PR #2211, opened 2025-03-12
Fix lingering issues with embargoed zarr implementation

jjnesbitt:
There were a couple of things left unaccounted for in the original [embargoed zarr PR](https://github.com/dandi/dandi-archive/pull/2069).

1. There was no ability to actually create embargoed zarrs, as the zarr create endpoint never passed a value to the zarr `embargoed` field, defaulting to false. Unlike with AssetBlobs, this field should correspond _exactly_ with the embargo status of a dandiset, and so this PR removes it entirely in favor of a property on the `ZarrArchive` model. 
	* From what I can tell, no "open" zarrs have been created on an embargoed dandiset due to this bug, but nonetheless, any such occurrences would be fixed by this change, as they will now assume the dandiset embargo status.
3. Creating a zarr on a dandiset that is in the middle of unembargo should be disallowed, yet there was no check for that. This PR adds such check.


mvandenburgh:
> Unlike with AssetBlobs, this field should correspond _exactly_ with the embargo status of a dandiset, and so this PR removes it entirely in favor of a property on the `ZarrArchive` model.

Just to clarify, is this true because zarrs are not de-duplicated, but asset blobs are? i.e. zarrs are always one-to-one with versions, while asset blobs might be one-to-many?

jjnesbitt:
> Just to clarify, is this true because zarrs are not de-duplicated, but asset blobs are? i.e. zarrs are always one-to-one with versions, while asset blobs might be one-to-many?

Correct, except that zarrs are one-to-one with dandisets, not versions (they're also technically many-to-one, since a dandiset can contain multiple zarrs).

mvandenburgh (approved):
Makes sense to me.

kabilar:
> 1. There was no ability to actually create embargoed zarrs, as the zarr create endpoint never passed a value to the zarr `embargoed` field, defaulting to false. Unlike with AssetBlobs, this field should correspond _exactly_ with the embargo status of a dandiset, and so this PR removes it entirely in favor of a property on the `ZarrArchive` model.
>    
>    * From what I can tell, no "open" zarrs have been created on an embargoed dandiset due to this bug, but nonetheless, any such occurrences would be fixed by this change, as they will now assume the dandiset embargo status.

Hi @jjnesbitt, thanks for being on top of this.  A user we asked to beta test this feature emailed us on March 11 (1 day prior to this pull request being opened) stating that they had successfully uploaded a Zarr to an embargoed Dandiset.  (I just forwarded you the email.)  So not sure why they were able to upload the Zarr if these changes hadn't yet been implemented.  Thanks.

jjnesbitt:
> Hi @jjnesbitt, thanks for being on top of this. A user we asked to beta test this feature emailed us on March 11 (1 day prior to this pull request being opened) stating that they had successfully uploaded a Zarr to an embargoed Dandiset. (I just forwarded you the email.) So not sure why they were able to upload the Zarr if these changes hadn't yet been implemented. Thanks.

Zarr upload to embargoed dandisets _was_ working, in the sense that you could create a zarr in an embargoed dandiset and point an asset to it. However, prior to this PR, the zarr model also had an `embargoed` flag, which was there to control if it is publicly visible or not (from the `/zarrs` endpoint or otherwise). The error was that this flag was always being set to `False`, without ever taking into consideration the embargo status of the dandiset it's contained within. So the consequence was that for a small amount of time, the zarr that the user uploaded to the embargoed dandiset was likely visible through the `/zarrs` endpoint, even though it should have been embargoed.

#####

Task:
Among the records, count every line where "mvandenburgh" appears. Reply with the total alone.

Response to this exercise:
2